This project aims to classify emotions in text using a DistilBERT-based model. It includes both a Jupyter notebook for training and a Django API for serving predictions.
Follow the steps below to set up and run the project.
- Python 3.10.3 (Anaconda or Miniconda recommended)
- Jupyter Notebook
- Git
-
Clone the repository:
git clone https://github.com/FotieMConstant/emotions-in-text-classification.git cd emotions-in-text-classification
-
Create and activate a virtual environment (optional but recommended):
conda create --name myenv python=3.10.3 conda activate myenv
-
Install project dependencies:
pip install -r requirements.txt
-
Run the Jupyter Notebook:
jupyter notebook
-
Open and run the
train_model.ipynb
notebook.
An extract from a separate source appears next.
PR #10240, opened 2024-04-22
[css-syntax-3] Do not consume a qualified rule block twice

cdoublev:
[*Consume a qualified rule*](https://drafts.csswg.org/css-syntax-3/#consume-qualified-rule) consumes two blocks in a row:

This will generate the production model (dbert_model.h5
).
-
Navigate to the Django API directory:
cd emotion_api
-
Run the Django development server:
python manage.py runserver
-
The API will be accessible at
http://localhost:8000/api/predict/
.
You can make predictions by sending a POST request to the API endpoint with the text you want to classify.
Example using curl:
curl -X POST -H "Content-Type: application/json" -d '{"text": "Your text here"}' http://localhost:8000/api/predict/
- You can equally just use postman to make the request
This project is licensed under the MIT License - see the LICENSE file for details.